The REF52 cell line is unusual because no resistant colonies are formed
upon selection with PALA or MTX (the frequency of resistance is less
than 10
9 [42]). Therefore, REF52 cells
have been useful for identifying genes involved in regulating
permissivity for gene amplification. For example, the expression of
activated ras plus adenovirus E1A or simian virus 40 (SV40)
T-antigen alone converts REF52 cells to a state permissive for
cad amplification (42), as does a dominant
negative mutant p53 protein (26). c-MYC is an important regulator of cellular proliferation, differentiation, and apoptosis (reviewed by Grandori and Eisenman [20], Packham and
Cleveland [41], and Amati and Land
[4]), and it is frequently overexpressed in tumors.

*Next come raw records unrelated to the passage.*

PR #4911, opened 2023-08-03
support logsoftmax and logsigmoid to ncnn

XiaBing992:


nihui:
close for https://github.com/Tencent/ncnn/pull/4925

PR #4924, opened 2023-08-07
load_param_mem pybind

JeremyRand:
Ported from https://github.com/joeyballentine/ncnn-vulkan-python/pull/1

### DIFF
--- a/python/src/main.cpp
+++ b/python/src/main.cpp
@@ -949,6 +949,7 @@ PYBIND11_MODULE(ncnn, m)
 #if NCNN_STDIO
 #if NCNN_STRING
     .def("load_param", (int (Net::*)(const char*)) & Net::load_param, py::arg("protopath"))
+    .def("load_param_mem", (int (Net::*)(const char*)) & Net::load_param_mem, py::arg("mem"))
 #endif // NCNN_STRING
     .def("load_param_bin", (int (Net::*)(const char*)) & Net::load_param_bin, py::arg("protopath"))
     .def("load_model", (int (Net::*)(const char*)) & Net::load_model, py::arg("modelpath"))


tencent-adm:
[CLA assistant check](https://cla.opensource.tencent.com/Tencent/ncnn?pullRequest=4924) <br/>Thank you for your submission, we really appreciate it. Like many open source projects, we ask that you sign our [Contributor License Agreement](https://cla.opensource.tencent.com/Tencent/ncnn?pullRequest=4924) before we can accept your contribution.<br/><sub>You have signed the CLA already but the status is still pending? Let us [recheck](https://cla.opensource.tencent.com/check/Tencent/ncnn?pullRequest=4924) it.</sub>

JeremyRand:
On further inspection, I'm not 100% sure if this approach is valid from a memory-safety perspective. Does the argument get freed before the inference is run? If so, then it seems like trying to do a Pybind for `load_param_mem` would inherently be a memory safety bug. I'm not familiar enough with the internals of ncnn or Pybind to know if this is the case; curious what you think.

JeremyRand:
Given that the point of the `load_param_mem` and `load_model_mem` functions in ncnn is to have zero copies, and since Pybind inherently makes some copies (if I understand the docs correctly?), I'm not sure this binding makes any sense. Is the correct approach to use the bindings that accept a DataReader? Let me know what you think.

JeremyRand:
Hi @nihui , can you clarify why `load_param_mem` doesn't currently have a Pybind? My guess for why is as follows:

The `load_param_mem` API is intended to be used for zero-copy purposes. It's not possible to share memory between Python and C code since they have different memory layout, so when you call a Pybind with a bytes/str argument, Pybind makes a copy of that data  before passing it to C. If you do this with a zero-copy API, ncnn winds up storing a pointer to the copy that Pybind made, and that copy will get freed as soon as that Pybind method returns. Thus, ncnn would wind up storing a pointer to freed memory, which is a memory safety bug.  Thus, the correct approach (if I have a param in Python memory, not a file) is to use the Pybind that accepts a DataReader instead.

The above makes intuitive sense to me, and also explains why I see a segfault when I add a similar Pybind for `load_model_mem` (the segfault occurs sometime after the Pybind returns). If you could confirm whether the above explanation is accurate, it would be appreciated. (If it is indeed accurate, then I'll close this PR.)

nihui:
`load_param_mem`  is fine, because the param content will always be fully parsed and stored in the members of the layer

The `load_model` api that loads weights from memory does not copy memory, but only references pointer addresses, so it needs to maintain the memory life cycle when using it. This is used to cooperate with the `ncnn2mem` tool to directly convert the bin into a C static array and store it in the static area of ​​the program, so it is designed in this way to avoid additional memory usage.


For the pull request of this load_param_mem, I think it's ok  :smile:

JeremyRand:
Thanks @nihui for clarifying. So, for `load_param_mem`, this PR's approach is OK, but for `load_model`, I should use the `DataReader` API if I want to load a model that's stored in a Python `bytes` (i.e. not stored in a file)?

nihui:

JeremyRand:
> The `load_model` api that loads weights from memory does not copy memory, but only references pointer addresses, so the caller has to maintain the memory life cycle when using it. This is usually used to cooperate with the `ncnn2mem` tool which directly converts the bin file into a C static array and stores it in the static area of ​​the program, so it is designed in this way to avoid additional memory usage.

@nihui Is this also the case in Vulkan mode, or does Vulkan mode copy the memory into Vulkan before the `load_model` function returns (thus avoiding the memory safety issue)? I'm wondering if that may explain why chaiNNer's fork of ncnn, which has a Pybind for the memory API of `load_model`, hasn't run into this issue; their fork exclusively runs in Vulkan mode, so a Vulkan/CPU difference would maybe be a plausible explanation.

Deregulated expression of c-myc induces cell cycle progression in quiescent cells and, in the absence of survival factors,
p53-mediated apoptosis (17, 22). The mechanisms of these
diverse activities of c-MYC are not yet well understood. C-MYC
functions as a transcriptional activator when complexed with MAX
(reviewed in reference 4), inducing genes important for cell cycle progression, including cad (reviewed in
reference 20). C-MYC also plays an important role as
a repressor of the expression of genes such as cyclinD1
(43), gadd45 (35), and c-myc itself (18). Fewer data are available
regarding N-MYC, which is overexpressed in neuroblastomas
(49), retinoblastomas (30), and rhabdomyosarcomas
(14).
Since there is evidence that overexpression of c-MYC increases the
frequencies of MTX resistance and dihydrofolate reductase amplification
in established cell lines (12, 34), we decided to study
whether deregulated expression of MYC might have a different function
in overcoming the lack of permissivity of REF52 cells for drug
resistance and gene amplification. We introduced the N-myc
or c-myc genes into REF52 cells and selected the resulting cell lines with PALA or MTX. The data reveal that overexpression of
exogenous MYC abrogates PALA-induced, p53-mediated cell cycle arrest
and facilitates cad amplification. Using a selection
protocol involving pretreatment with a low concentration of PALA, we
have also shown that two distinct events are required to form
PALA-resistant REF52 cells: amplification of the target gene
cad and greatly increased expression of endogenous
N-myc through coamplification with cad.
| |
MATERIALS AND METHODS |
Plasmids.
pSV40myc, containing exons 2 and 3 of
the human N-myc gene under the control of an SV40 promoter
(6), was kindly provided by William E. Fahl (University of
Wisconsin, Madison, Wis.). To obtain a retroviral construct containing
the c-myc gene, the HindIII fragment of mouse
c-myc, from pMc-myc54 (55), was ligated into the
HincII site of pBluescript KSII. EcoRI linkers
were ligated to the HindIII site, and the 1.8-kb
EcoRI fragment was transferred to the EcoRI site
of pBabeHygro (39).
Cells and transfection.
Low-passage REF52 cells
(19) were maintained in Dulbecco's modified Eagle's medium
with 10% fetal calf serum (Gibco BRL) at 37°C in an atmosphere
containing 10% CO2. REF52 cells were cotransfected with a
mixture of pSV40myc and pSV2puro in a 10:1 ratio
by using the modified calcium phosphate method of Chen and Okayama
(7). Stably transfected clones were selected with puromycin (1 µg/ml). For retroviral transfer of the c-myc gene,
subconfluent cells were treated with Polybrene (10 µg/ml; Sigma) and
incubated as described by Perry et al. (42). Clones with a
retroviral integration were selected with hygromycin (200 µg/ml).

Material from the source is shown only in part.